At the moment (January 1997) IKARUS does not yet support all three modes, only mainly first two. This is because we have only recently realized the importance of the database format, and are currently converting IKARUS to run on top of a DBMS (see below). Ideally of course, rather than graft it on top of a general-purpose DBMS, aspecialized permanent store should be designed, probably using a Java-based persistent store.

The Role of Hierarchies

The only hierarchy in a conventional document is its part-whole structure, reflected in the table of contents. We call such a hierarchy of subjects a topic hierarchy (subjects, the main index for statements, can be in other kinds of hierarchy, hence the two terms; topics are subjects in a topic hierarchy). An IKARUS dkb, which we originally thought of more in terms of traditional (kb-style) "isa" hierarchies, now offers three kinds of hierarchies for its subjects. The two most common are the traditional "isa" or "type" hierarchy and the "topic" hierarchy. In a topic hierarchy, a sub-element need not (and usually doesn't) imply its super, as in "engine is grouped under car repair", but in an isa hierarchy, it must. Topic hierarchies correspond to tables of contents, subjects to an index. To support sequential viewing, the subjects in a hierarchy may have an ordering imposed as they do in a document, having the meaning: "you should read about this before this", a principle that extends to the statement level. The user may then choose to view a dkb more like a document, and approach it by order of topics, or more like a kb, and approach it by the "isa" hierarchy, assuming the dkb had an explicit type hierarchy as well as the topic hierarchy. (We consider that at least one of the two is essential.) If desired, statements can be sequenced, so they may be presented in a text-like order and read thus ("show me a paragraph about birds"). The third kind of common hierarchy is "part of', which can be used when you want to describe a recursive containment structure, e.g. software modules containing others, or parts of an airplane.

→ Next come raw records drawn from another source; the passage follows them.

Issue #10741, opened 2019-02-26
Abridged Reference: Operators / other operators and tokens


BillWagner:
These don't fit any group, and should have a single page for each operator.

- `?` `:` (conditional operator). Somehow, it feels out of tune with the logical operators.
- `??` (null coalescing). It also feels not in the logical operations group. Most probably, it's because I limit logical operations to those on `bool` operands.
- `+`, `+=` (string concatenation and delegate combination)
- `-`, `-=` (delegate removal)
- `::` (namespace alias qualifier)
- `nameof`
- `sizeof`
- `await`
- `new` operator
- `stackalloc` operator
- `=>` (lambda declaration)

Sub-tasks are:

- [ ] Create the new articles
- [ ] Search for existing issues on content being migrated and consolidated. This is a good opportunity to fix those.
- [ ] Redirect existing content to the new articles.
- [ ] Remove old articles.
- [ ] Update all links in the .NET Content

BillWagner:
Operators that were missing in the first review that should be added:

- `new` operator
- `stackalloc` operator

pkulikov:
@BillWagner to confirm: the listed operators should have a separate page for each of them.

Given that, I  suggest (they are already merged in the list in the issue text) to merge pages for the `+` and `+=` operators (`-` and `-=` pair as well) and put focus at these pages on the non-arithmetic behavior.

BillWagner:
@pkulikov That would be perfect.

pkulikov:
@BillWagner could you please assign this issue to me, as the half of it is already done.

The remaining operators to revise and move to the operators' TOC:

- [ ] `::` (namespace alias qualifier)
- [ ] `nameof`
- [ ] `sizeof`
- [ ] `await`
- [ ] `new` operator

Not in the original list, but should the following two also be included?

- [ ] `default`
- [ ] `delegate`

PR #13364, opened 2019-07-12
Moved and revised the nameof operator article

pkulikov:
Contributes to #10741
Supported by dotnet/samples#1084
@BillWagner this revision makes the article much shorter and more to the point.


docs/visual-basic/getting-started/whats-new.md
```diff
@@ -180,7 +180,7 @@ For more information, see [Reference Return Values](../programming-guide/languag
 
 ## Visual Basic 14
 
-[Nameof](../../csharp/language-reference/keywords/nameof.md)
+[Nameof](../../csharp/language-reference/operators/nameof.md)
```
pkulikov: It seems there is no Visual Basic reference article for the `nameof` operator.

BillWagner: /cc @rpetrusha Do you have a better link for this?

docs/csharp/language-reference/operators/nameof.md
```diff
@@ -0,0 +1,29 @@
...
+ms.custom: seodec18
+ms.date: 07/12/2019
+f1_keywords:
+  - "nameof_CSharpKeyword"
+  - "nameof"
+ms.assetid: 33601bf3-cc2c-4496-846d-f9679bccf2a7
+---
+# nameof operator (C# reference)
+
+The `nameof` operator obtains the simple name of a variable, type, or member as the string constant:
```
BillWagner: We should define "simple name". Suggestion:

```suggestion
The `nameof` operator obtains the simple name of a variable, type, or member as the string constant. A [**simple name**](~/_csharplang/spec/expressions#simple-names) is the identifier name. In the case of a generic definition, it is the identifier name followed by any type parameters.
```

BillWagner (changes requested):
This looks great @pkulikov 

I had one suggestion for defining "simple name". I'm open to other suggestions there, then this is ready to :shipit:

docs/csharp/language-reference/operators/nameof.md
pkulikov: @BillWagner I hoped the example would substitute the definition, which is quite difficult to craft.

For example, from the suggestion:
>In the case of a generic definition, it is the identifier name followed by any type parameters.

I would assume that type parameters are included, but the following code
```csharp
Console.WriteLine(nameof(List<int>));
```

produces 
```console
List
```

I've looked at the spec now. It doesn't actually say "simple name", but just a "name". So i suggest to remove the word "simple":
>The `nameof` operator obtains the name of a variable, type, or member as the string constant:

pkulikov: @BillWagner I think I was wrong with the word choice in the first version of the article. Could you please take a look at the updated version.

Additionally, I've added the language version, in which the operator was added, and the link from the "What's new..." section.

docs/csharp/language-reference/operators/nameof.md
```diff
@@ -0,0 +1,33 @@
...
+  - "nameof"
+ms.assetid: 33601bf3-cc2c-4496-846d-f9679bccf2a7
+---
+# nameof operator (C# reference)
+
+The `nameof` operator obtains the name of a variable, type, or member as the string constant:
+
+[!code-csharp-interactive[nameof operator](~/samples/csharp/language-reference/operators/NameOfOperator.cs#Examples)]
+
+As the preceding example shows, in the case of a type and a namespace, the produced name is not [fully qualified](~/_csharplang/spec/basic-concepts.md#fully-qualified-names).
```
pkulikov: @BillWagner I'm not technically correct here. The sentence should finish with "...unless a type or a namespace is the member of the global namespace." However I didn't want to over-complicate things. Is the trimmed version fine?

BillWagner: I like the way you've worded this. I was looking through the spec this morning to find good language as well. I think a trimmed version is fine, but I'll suggest a bit of weasel words:

```suggestion
As the preceding example shows, in the case of a type and a namespace, the produced name is usually not [fully qualified](~/_csharplang/spec/basic-concepts.md#fully-qualified-names).
```

pkulikov: @BillWagner perfect! I've looked for that, but overlooked:) Thanks!

BillWagner (approved):

BillWagner:
I'm happy with how this turned out @pkulikov 

I'm ready to :shipit:, but I'm waiting to see if either @KathleenDollard or @rpetrusha have a better suggestion for the one link on the VB content.

docs/visual-basic/getting-started/whats-new.md
rpetrusha: There are two choices for the link, both of which should be temporary:
- The mention of `nameof` in https://docs.microsoft.com/en-us/dotnet/visual-basic/getting-started/whats-new#visual-basic-14.
- The design notes, at <https://github.com/dotnet/vblang/blob/189d2c15703b91a9241ce9ade46e6bc24b193cd9/meetings/2014/README.md>.
There's an outstanding issue to add the nameof operator for VB that's assigned to me for this sprint (though it was also assigned to me in the last sprint, and perhaps the one before that). I'll note in the issue that the what's new should be modified to link to the new nameof article when it's ready.

pkulikov: @rpetrusha the first suggested link would be a self-reference; the design notes, I'm afraid, would be more confusing than the existing link to the C# `nameof` article (design notes mix C# and VB examples). Thus, I suggest to keep the existing text as it is until the dedicated VB article is created. Please let me know if you prefer the link to the design notes, I'll update the text then.

BillWagner:
Since any link would be temporary, I'll :shipit: now, and we can make a better link choice when the VB article is available.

Due to their AI origins, IKARUS statements also have kb-like i.e. frame-like behaviour and attributes: e.g. a subject may inherit statements or parts of statements (called facets) from some higher subject. In addition, facets can contain pointers to other elements of a dkb or other dkbs, e.g. from a statement to other statements, permitting structures such as conditionals.

Viewing Stuctures

A critical aspect of a dkb is its wide variety of viewing formats, somewhat like a conventional database offers many ways to view data, or a word processor offers several views. We have evolved the following approach to viewing choices. First, one chooses whether to view statements by subject, like a kb frame, or by section, like in a conventional document, where sections are nested from the whole document, chapters, etc, down to the sentence level. Next, one chooses how to order them. 'Third, on top of these primary viewing options, we can add "masking" i.e. hiding or showing only those that meet some condition, date of entry.

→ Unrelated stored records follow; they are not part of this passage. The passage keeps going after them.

PR #16300, opened 2019-12-17
Update the link of "What's new in .NET Core 3.1"

imba-tjd:


mairaw (approved):
Good catch! Thanks @imba-tjd!

PR #16304, opened 2019-12-17
Add links to Core, standard, asp.net core

### LINKED ISSUE #2271: The .NET docs homepage became less useful
**Is your feature request related to a problem? Please describe.**

In the past days, the .NET docs homepage has been changed with a new design:

https://docs.microsoft.com/en-us/dotnet/

I used that page as a starting point for reaching products docs in a fast way. Now I find it much harder to use.

For example, often I want to open the first page of the ASP.NET Core docs, so that I can search articles through the sidebar.

In the previous website's version, it was easy to find the ASP.NET Core link in the middle of the screen:

immagine

With the current version, I have to scroll almost to the bottom of the page and then click this link:

immagine

That's not really intuitive.

Previously, there was also a link to the EF Core documentation. It's not there anymore unfortunately.

**Describe the solution you'd like**

The new page design might be good for new users, but it's not helpful for people that already know where they want to go.

There should be more quick links to specific products links. The "Programming languages" section is well designed, so it would be helpful to have a similar thing for products like ASP.NET Core and EF Core.

BillWagner:
Fixes MicrosoftDocs/Feedback#2271

We still want to optimize for the net-new developer, but we need to include the important links for our current .NET community.

### DIFF
--- a/docs/index.yml
+++ b/docs/index.yml
@@ -251,6 +251,15 @@ additionalContent:
       - title: ".NET for Apache Spark API reference"
         summary: API reference documentation for .NET for Apache Spark
         url: https://docs.microsoft.com/dotnet/api/?view=spark-dotnet
+      - title: ".NET Core"
+        summary: ".NET Core documentation"
+        url: core/index.md
+      - title: ".NET Standard"
+        summary: ".NET Standard documentation"
+        url: standard/index.md
+      - title: "ASP.NET Core"
+        summary: ASP.NET Core documentation"
+        url: /aspnet/core/
       # Card
       - title: "C# language reference"
         summary: C# language reference and specification
--- a/docs/index.yml
+++ b/docs/index.yml
@@ -73,6 +73,12 @@ conceptualContent:
         - url: standard/net-standard.md
           itemType: overview
           text: .NET Standard
+        - url: /aspnet/core/
+          itemType: overview
+          text: ASP.NET Core
+        - url: /ef/core/
+          itemType: overview
+          text: Entity Framework Core
         - url: standard/get-started.md
           itemType: get-started
           text: Get started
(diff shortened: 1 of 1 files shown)


docs/index.yml
```diff
@@ -251,6 +251,15 @@ additionalContent:
...
         summary: API reference documentation for .NET for Apache Spark
         url: https://docs.microsoft.com/dotnet/api/?view=spark-dotnet
+      - title: ".NET Core"
+        summary: ".NET Core documentation"
+        url: core/index.md
+      - title: ".NET Standard"
+        summary: ".NET Standard documentation"
+        url: standard/index.md
+      - title: "ASP.NET Core"
+        summary: ASP.NET Core documentation"
```
gewarren:
```suggestion
        summary: ASP.NET Core documentation
```

docs/index.yml
```diff
@@ -251,6 +251,15 @@ additionalContent:
       - title: ".NET for Apache Spark API reference"
         summary: API reference documentation for .NET for Apache Spark
         url: https://docs.microsoft.com/dotnet/api/?view=spark-dotnet
+      - title: ".NET Core"
```
gewarren: I don't think this is the right spot for these links, because it's under API reference. We already have links to .NET Core and .NET Standard in the first two cards. Maybe just move ASP.NET Core to the second card ".NET concepts"? Also, the feedback mentioned having a link to EF Core.

gewarren (changes requested):

docs/index.yml
BillWagner: Great suggestion!

BillWagner:
This is ready for another review @gewarren 

Great suggestions!

gewarren (approved):
LGTM! :shipit:

PR #16317, opened 2019-12-18
XML entities

TheConstructor:
It seems they were lost some day in the past.

## Summary

Describe your changes here.


Thraka (approved):
Thanks for catching this!

PR #16341, opened 2019-12-19
Escape the dollar sign

pkulikov:
[Formatting numeric results table](https://docs.microsoft.com/en-us/dotnet/csharp/language-reference/keywords/formatting-numeric-results-table)
The dollar sign (visible in the GitHub preview) disappears when published:
image

I escape it with `\\`, like the [Standard numeric format strings](https://docs.microsoft.com/en-us/dotnet/standard/base-types/standard-numeric-format-strings) page does. However, that way the GitHub preview is not accurate anymore (for the both pages):
image


mairaw:
It looks fine on review:
image

It's probably because of the Latex extension that is custom to docs.

mairaw:
Build was stuck.

mairaw (approved):
Thanks @pkulikov!

PR #16344, opened 2019-12-19
Spark: Change Spark H2s

mamccrea:
## Summary

Updating .NET for Apache Spark H2s with correct branding.


BillWagner (approved):
Thanks @mamccrea 

I've approved this, and you can :shipit: when ready.

I also updated the code so the incorrect heading won't return next month.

In addition, one may want statements which contain only pointers to other statements or material such as conventional documents, or sentences or paragraphs extracted from such, or conventional web anchors. But our goal is to gradually move away from any reliance on conventional documents, i.e. if starting a new dkb from scratch, one should put as much knowledge as possible directly into structured dkb statements (see below) rather than write it more in the form of conventional sentences. But people find this hard to do, and most knowledge for the foreseeable future will still be in document format. A middle position would be to have an expert prepare a set of key subjects as a dkb using structured statements, and have others contribute ordinary sentences or paragraphs.

Here are some example display requests:

I want to see statements entered in 1996 about attribute of vehicles as a database-like table.
I want to see all statements about printing in Unix in which the destination facet specifies a network device (see below for the idea of a facet.)
I want to see all statements about planets whose verb means "motion".
I want to read sequentially all statements about Java with the facet level: beginner. Format as a Web document with a hierarchical (book-like) structure.
I want to see all statements containing the string "actor" sorted by their verbs.

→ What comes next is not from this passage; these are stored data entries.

PR #16364, opened 2019-12-20
Remove title suffix from markdown files

Youssef1313:
The title suffix already exists in the docfx settings.

### DIFF
--- a/docs/visual-basic/language-reference/operators/nameof.md
+++ b/docs/visual-basic/language-reference/operators/nameof.md
@@ -1,11 +1,11 @@
 ---
-title: "NameOf operator - Visual Basic"
+title: "NameOf operator"
 description: "Learn how to use the NameOf operator in Visual Basic"
 ms.date: 10/27/2019
 helpviewer_keywords:
   - "NameOf operator [Visual Basic]"
 ---
-# NameOf operator - Visual Basic
+# NameOf operator
 
 The `NameOf` operator obtains the name of a variable, type, or member as the string constant:
 
--- a/docs/visual-basic/language-reference/operators/nameof.md
+++ b/docs/visual-basic/language-reference/operators/nameof.md
@@ -5,7 +5,7 @@ ms.date: 10/27/2019
 helpviewer_keywords:
   - "NameOf operator [Visual Basic]"
 ---
-# NameOf operator
+# NameOf operator - Visual Basic
 
 The `NameOf` operator obtains the name of a variable, type, or member as the string constant:
 
--- a/docs/core/additional-tools/dotnet-svcutil.xmlserializer-guide.md
+++ b/docs/core/additional-tools/dotnet-svcutil.xmlserializer-guide.md
@@ -1,5 +1,5 @@
 ---
-title: Using dotnet-svcutil.xmlserializer on .NET Core
+title: Using dotnet-svcutil.xmlserializer
 description: Learn how you can use the `dotnet-svcutil.xmlserializer` NuGet package to pre-generate a serialization assembly for .NET Core projects.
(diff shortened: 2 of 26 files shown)


docs/visual-basic/language-reference/operators/nameof.md
```diff
@@ -1,11 +1,11 @@
 ---
-title: "NameOf operator - Visual Basic"
+title: "NameOf operator"
 description: "Learn how to use the NameOf operator in Visual Basic"
 ms.date: 10/27/2019
 helpviewer_keywords:
   - "NameOf operator [Visual Basic]"
 ---
-# NameOf operator - Visual Basic
+# NameOf operator
```
Youssef1313: @mairaw, I'm not sure if the suffix should be deleted from the h1 or only from the title. Can you confirm ?

Youssef1313: Also, before I go with further changes, check if these changes are correct. And if there is some cases where I **shouldn't** do them.

cartermp (changes requested):
In many cases the prefix or suffix maps directly to the name of the URL - for example, `F# types` is the title because the name of the url is `fsharp-types`, which is also how we typically refer to that concept. I think it's also good to still have things like `f# language reference` and the like.

docs/visual-basic/language-reference/operators/nameof.md
mairaw: You can keep them in H1. The suffix is only needed for SEO branding in the title metadata

mairaw:
@cartermp his changes are good. We've been adding brand suffixes to the titles via docfx.json so F# shows up repeated
image

mairaw (approved):
Thanks @Youssef1313. LGTM.

I'd open multiple PRs to not have too many areas involved in a single PR. I can try to run a query in our database to see if I can find other duplicate titles.

Youssef1313:
> I can try to run a query in our database to see if I can find other duplicate titles.

That would be easier than doing that manually.

mairaw:
For sure. I could probably paste the results in a spreadsheet here.

mairaw:
Here it is:

[titles.xlsx](https://github.com/dotnet/docs/files/3989976/titles.xlsx)

Youssef1313:
Most of the links I've looked at in the link doesn't have duplications in the title.
For example, `.NET Application Architecture Guidance | Microsoft Docs`

image

mairaw:
Yes, that is just the list of all titles. 

50 is not much but I think smaller PRs are quicker and easier to review. If @cartermp approves or make suggestions, then we can merge and start a new one quickly.

Youssef1313:
> 
> 
> Yes, that is just the list of all titles.
> 
> 50 is not much but I think smaller PRs are quicker and easier to review. If @cartermp approves or make suggestions, then we can merge and start a new one quickly.

Okay, I'll keep this one with the current changes and open a new one after it's reviewed and merged.

cartermp (approved):

Youssef1313:
@mairaw, For an article like this <https://docs.microsoft.com/en-us/dotnet/framework/wcf/accessing-services-using-a-wcf-client>. If I changed the title to `"Accessing Services Using a Client"` instead of `"Accessing Services Using a WCF Client"`, the title will be the same of another article <https://docs.microsoft.com/en-us/dotnet/framework/wcf/feature-details/accessing-services-using-a-client>. I'm not sure what to do in that case. Are the two articles kind of duplicate and should be combined into one article ? Or they're different things. I'm not familiar with WCF.

Youssef1313:
ping @mairaw 

+ There are other examples:

image

PR #16400, opened 2019-12-25
Update byrefs.md

ebresafegaga:
outref<'T> should be written to, not read from. In the Outref semantics section.


cartermp (approved):
Thanks!

PR #16418, opened 2019-12-27
Changed _integrationEventLogService to _catalogIntegrationEventService

napoleonjones:
Changed texted to reference _catalogIntegrationEventService

## Summary

Document referenced _integrationEventLogService which does not exist in the sample code.  Changed texted to reference _catalogIntegrationEventService


nishanil (approved):
LGTM. Good catch!

PR #16439, opened 2019-12-29
Typo "[Try…Catch…Finally]"→"[Try...Catch...Finally Statement]"

hyoshioka0128:
https://docs.microsoft.com/en-us/dotnet/visual-basic/language-reference/operators/await-operator

## Summary

Describe your changes here.


docs/visual-basic/language-reference/operators/await-operator.md
```diff
@@ -52,7 +52,7 @@ Await AsyncMethodThatReturnsTask()
...
+An `Await` expression can occur only in the body of an immediately enclosing method or lambda expression that is marked by an `Async` modifier. The term *Await* serves as a keyword only in that context. Elsewhere, it is interpreted as an identifier. Within the async method or lambda expression, an `Await` expression cannot occur in a query expression, in the `catch` or `finally` block of a [Try…Catch…Finally Statement](../../../visual-basic/language-reference/statements/try-catch-finally-statement.md), in the loop control variable expression of a `For` or `For Each` loop, or in the body of a [SyncLock](../../../visual-basic/language-reference/statements/synclock-statement.md) statement.
```
Youssef1313:
```suggestion
An `Await` expression can occur only in the body of an immediately enclosing method or lambda expression that is marked by an `Async` modifier. The term *Await* serves as a keyword only in that context. Elsewhere, it is interpreted as an identifier. Within the `Async` method or lambda expression, an `Await` expression cannot occur in a query expression, in the `Catch` or `Finally` block of a [Try…Catch…Finally statement](../statements/try-catch-finally-statement.md), in the loop control variable expression of a `For` or `For Each` loop, or in the body of a [SyncLock](../statements/synclock-statement.md) statement.
```

@BillWagner, I think it was allowed to use await inside a catch block in some version of C#. So, I'm expecting the same to Visual Basic.

mairaw (approved):
The changes look good @hyoshioka0128. Thanks!

@Youssef1313 if you believe if this paragraph is not accurate, please open a new issue so we can follow up separately with @KathleenDollard.

PR #16452, opened 2019-12-29
Add error messages to C# compiler page titles

ChrisMaddock:
Contributes to #4698. This is currently done on top of #16449 - once that's merged, I'll rebase this one.

I used a regex to add the error messages to the title of each compiler page for SEO, as suggested in #4698. (It also standardises to a single new line after the title - to explain the other change in this PR!)

I can push the rest of the files next, but here's the first 50 - just to check the format is as we want. 🙂 

-------------

Here's what the regular expression looked like. I then also converted the titles to sentence-case.

```
(?s)---
title: \"(.*?) - "
(.*?)
---
# (.*?)$

(.*?)$
```

```
---
title: \"C# $1 - $4"
$2
---
# $3

$4
```


BillWagner:
I'll also wait on this pending answers on #16449

BillWagner:
I'm going to close this.

I'm afraid that recovering this would be more work than restarting the task, once we have redirections in place.

PR #16478, opened 2019-12-31
Replace Win32 tokens

nxtn:


Thraka (approved):
LGTM. Quick scan and it looks good.

PR #20154, opened 2020-08-18
Fix title suffix

Youssef1313:
A title suffix is applied globally and affects this file. So, the current title is "What's new for Visual Basic - Visual Basic".

After this fix, it will be "What's new - Visual Basic".

If you would like it to be "What's new for Visual Basic", let me know to override the titleSuffix.


BillWagner (approved):
This LGTM @Youssef1313 

I'll :shipit: now.

PR #20178, opened 2020-08-19
Fix typo

JasonCard:
## Summary

Fixing what appears to be typo where period is within the bold font. This was pointed out by translator who was not sure if the period was meant to be part of the identifier "Azure".


IEvangelist (approved):

PR #20188, opened 2020-08-19
Add `ms.custom: "updateeachrelease"` to keywords index

Youssef1313:
Usually, new C# versions come with new keywords.


BillWagner (approved):
Thanks @Youssef1313 

I'll merge this, although it's likely not necessary. We use the "updateeachrelease" tag to help us find articles that need updating where we are likely to miss them. We're unlikely to miss adding a new keyword here as we do the other work to document what it does.

PR #20212, opened 2020-08-20
Property name mistake

AbregoDev:
In the *Binding and BindingExpression* there's a mistake in the property name of the binding source.

## Summary

Describe your changes here.


adegeo (approved):
Thank you for catching this!

PR #20236, opened 2020-08-21
Enhance description

johypark:
## Summary

Enhance description on Enhance the app

PR #20240, opened 2020-08-21
Prevent possible over-localization

Youssef1313:
Addresses https://github.com/dotnet/docs/pull/20236#discussion_r474826733


tdykstra (commented):
If we add no loc for the name prompt we should do it for the press any key prompt as well.

Also the same text is in VS Code and VS Mac versions of this tutorial.

An alternative that might work better is to avoid repeating what's in the code -- e.g., "The code displays a prompt in the console window ..." and "Finally, it displays a prompt in the console window ..."

johypark (changes requested):

tdykstra (approved):
Thanks!

PR #20249, opened 2020-08-22
Fix breaking change category (Core libraries -> Code analysis)

Youssef1313:


Youssef1313 (commented):
@gewarren, the new folder in *core-changes* is called *codeanalysis*. Was that naming intentional without `-` (i.e. *code-analysis*)?

gewarren (approved):
Thanks for catching that. The folder name was intentional to match others like visualbasic and aspnetcore. Also, since this is an include file folder, the folder name isn't used in the published URL.

PR #20261, opened 2020-08-24
Use dotnetcli and update example to 3.1

Youssef1313:


IEvangelist (approved):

The hardest problems are those involving word meanings, i.e. that would require some kind of lexicon (or existing kb) to deal with requests such as 2, 3 or 5.

IKARUS Knowledge Structures

In IKARUS, a statement is thought of (and at the moment represented by) a database record (we are currently experimenting with MSQL 2 and Access). A dkb then is currently being implemented as a database, a set of tables, and though we realise this is not an optimal storage solution; it permits us to experiment for now. A typical statement structure would have the following facets (columns in a table of statements), which we group into three types:

linguistic facets (for statements that mimic natural language sentences)

subject

all statements have a subject, which is what they are about

verb

direct object

The above format serves to store simple statements having just a subject-verb-direct object, which is what most kbs do. For more natural statements, we may add facets containing quantifiers, mod)fiers, verb complements, tense, etc.

annotation facets

date of entry

comment

structural facets

statement no

a unique index

next statement pointer

pointer (for viewing sequentially)

part of

points to section this sentence is part of

A facet having no syntax or semantics rules we term informal. If it could be at least checked automatically for syntax, or lexical content, or a human can understand it with no possible ambiguity, we call it semi-formal. One that could be automatically translated into something like KIF and axiomatized (for example), we term formal.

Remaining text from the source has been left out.